Add exported onnx model 'model.onnx'
Hello!
This pull request has been automatically generated from the Sentence Transformers backend-export Space.
Pull Request overview
- Add exported ONNX model
model.onnx.
Tip:
Consider testing this pull request before merging by loading the model from this PR with the revision argument:
from sentence_transformers import SentenceTransformer
# TODO: Fill in the PR number
pr_number = 2
model = SentenceTransformer(
"TechWolf/JobBERT-v2",
revision=f"refs/pr/{pr_number}",
backend="onnx",
)
# Verify that everything works as expected
embeddings = model.encode(["The weather is lovely today.", "It's so sunny outside!", "He drove to the stadium."])
print(embeddings.shape)
similarities = model.similarity(embeddings, embeddings)
print(similarities)
Title: Issue: ONNX Export Missing Asym Layer (768-dim instead of 1024-dim)
Hi,
I'm trying to deploy JobBERT-v2 using Text Embeddings Inference (TEI) for production use.
The Issue:
The exported ONNX model produces 768-dimensional embeddings instead of the expected 1024-dimensional output.

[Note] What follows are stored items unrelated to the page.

PR #2001, opened 2024-04-24
Fix for non_item_remove_label to always run when defined

jz1:
## Description

It need's to run even when there's no collection items, to remove the labels as defined in the description of the function:

> Matches every movie/show that has the given label and is not in the collection and removes the label

Before it was not removing labels if it was on a collection with 0 matches. It should then still remove the labels defined in non_item_remove_label.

This appears to be because the Asym (asymmetric projection) layer that transforms 768β1024 dimensions is not included in the ONNX export.
TEI's logs show (When not using ONNX):
WARN: modules.json could be downloaded but parsing the modules failed:
unknown variant sentence_transformers.models.Asym
Why This Matters:
I have a large production dataset already embedded with the 1024-dimensional vectors from sentence-transformers. Re-embedding would require significant time and compute resources.
Request:
Would it be possible to provide an ONNX export that includes the Asym projection layer baked in, so the model outputs 1024-dimensional embeddings? Alternatively, any guidance on how to properly export the full model graph to ONNX would be greatly appreciated.
Thank you for your help!
I've updated the ONNX export to include the Asym projection layer.
Changes made:
Re-exported model.onnx using a custom script that wraps the full SentenceTransformer forward pass
The model now outputs 1024-dimensional embeddings (matching the original sentence-transformers output)
Export script used:
class FullModel(torch.nn.Module):
def __init__(self, st_model):
super().__init__()
self.model = st_model
def forward(self, input_ids, attention_mask):
features = {"input_ids": input_ids, "attention_mask": attention_mask}
output = self.model(features)
return output["sentence_embedding"]
This ensures the asymmetric projection layer (768β1024) is included in the ONNX graph.